Obaj szkoleniowcy byli zgodni po niedzielnym spotkaniu.
Piotr Kupka (trener Sokoła): W końcu udało nam się wygrać w Łowiczu. Dawno nie smakowaliśmy zwycięstwa na tym terenie. Jesteśmy bardzo zadowoleni. Nie jedna drużyna straci tu punkty, my wywozimy trzy. Mecz zmieniał się jak w kalejdoskopie. Było wiele zwrotów akcji i bramek. Pierwsza połowa była zdecydowanie dla nas, druga zaś dla Pelikana. Przewagę, którą sobie wypracowaliśmy, dowieźliśmy do końca, chociaż w drugiej połowie mieliśmy trzy stuprocentowe sytuacje, aby uspokoić ten mecz. Nerwówka była jednak do samego końca. Ciekaw jestem bardzo tej drugiej bramki dla Pelikana. Myślę, że nasz bramkarz był bardzo sponiewierany przez zawodnika Pelikana. Sędzia to puścił, padła bramka. Udało nam się jednak wygrać. Wszyscy zawodnicy dali z siebie maxa, mimo, że ostatnio graliśmy trudny mecz z Widzewem. Zespół wytrzymał motorycznie i grając w dziesiątkę przez dwadzieścia parę minut potrafiliśmy ten wynik utrzymać.
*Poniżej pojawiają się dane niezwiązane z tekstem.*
Issue #66, opened 2018-11-12
override Stream methods that accept Span and Memory


tmds:
This avoids allocations and copies in the Stream base class.

benmwatson:
See @brantburnett 's changes. If there is more you wish done, please open a new issue, or submit a PR.

PR #68, opened 2019-04-05
Implement Span<byte>/ReadOnlySpan<byte> overloads

brantburnett:
Addresses #66

.NET Core 2.1 implements Read and Write overloads that accept Span
constructs. These constructs will work without overloading, but the
default implementations work via inefficient byte array copies.

This adds a netcoreapp2.1 target to the NuGet package, and implements
efficient overloads of Read(Span<byte>) and Write(ReadOnlySpan<byte>).
Overloads of ReadAsync and WriteAsync are not required, they have
efficient default implementations that will use these methods as needed.

The unit tests have also been updated to target .NET Core 2.1 so that
they can test the new method implementations.


shatl:
Hi, could you add NetStandard 2.1 as target?

brantburnett:
@shatl 

My understanding was the .NET Standard 2.1 is still in preview and not finalized yet. I was assuming we'd add it later once it was finalized.

I just attempted to add it, using VS2019, and I get errors about the .NET SDK not supporting targetting .NET Standard 2.1. Is there some way to pull the newer SDK preview that supports this?

Numpsy:
> Is there some way to pull the newer SDK preview that supports this?

You can install the most recent preview of the .NET Core 3.0 SDK to get the option to target Standard 2.1.

shatl:
Hi,
You can use
https://docs.microsoft.com/en-us/dotnet/core/tools/dotnet-install-script to
install 3.0 preview

brantburnett:
@shatl @Numpsy 

Thanks for the pointers, I've pushed another commit which also targets .NET Standard 2.1. I left the netcoreapp2.1 target in place so that the methods will still be available in .NET Core 2.1 as well, since Core 2.1 uses Standard 2.0.

brantburnett:
@benmwatson @doubleyewdee Not sure if you guys are the right people to ping about this PR? I noticed you merged some of the commits in the past. If not, do you know who maintains this now?

benmwatson:
@brantburnett Yes we're the right people. We've had a very hands-off approach for quite a while, but I would like to change that. Your change is a bit more involved than the typical ones, so let me take a careful look later this week.

global.json
```diff
@@ -0,0 +1,5 @@
+{
+  "sdk": {
+    "version": "3.0.100-preview3-010431"
```
benmwatson: Update to latest official preview: 3.0.100-preview5-011568

brantburnett: Done

cocowalla:
Should there also be an overload of `RecyclableMemoryStreamManager.GetStream` that takes a `Memory<byte>`?

brantburnett:
@cocowalla makes sense to me

cocowalla:
@brantburnett OK, I'll open a new issue for it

Marcin Płuska (trener Pelikana): Gratulujemy zwycięstwa. Jeśli chodzi o przebieg meczu, to sami jesteśmy sobie winni tej porażki. Wiedzieliśmy, jak stałe fragmenty rozgrywa Sokół, a mimo to straciliśmy bramkę po pierwszym z nich. Wiedzieliśmy jak będzie on wyglądał, a zabrakło nam determinacji, aby wybić piłkę. Co do drugiego gola, staraliśmy się zamykać rywali lewą stroną, gdyż w tym sektorze boiska Sokół tworzył sobie większe zagrożenie. Póki to robiliśmy, to udawało nam się wygrywać te pojedynki. Pierwszy raz poszła piłka lewą stroną i od razu dostaliśmy bramkę. Po raz kolejny tracimy gole w bardzo głupi sposób. Wydaje mi się, że mieliśmy więcej klarownych sytuacji do zdobycia bramki, ale najważniejsza jest ta statystyka zdobytych goli, a w niej lepszy był Sokół. W drugiej połowie, więcej dominowaliśmy, gdyż rywale grali jednego mniej. Zabrakło nam ostatniego podania, aby wyrównać stan meczu. Po dwóch zwycięstwach przyszła porażka, musimy to wziąć na klatę i zrobić wszystko, aby się podnieść w następnym meczu z Polonią.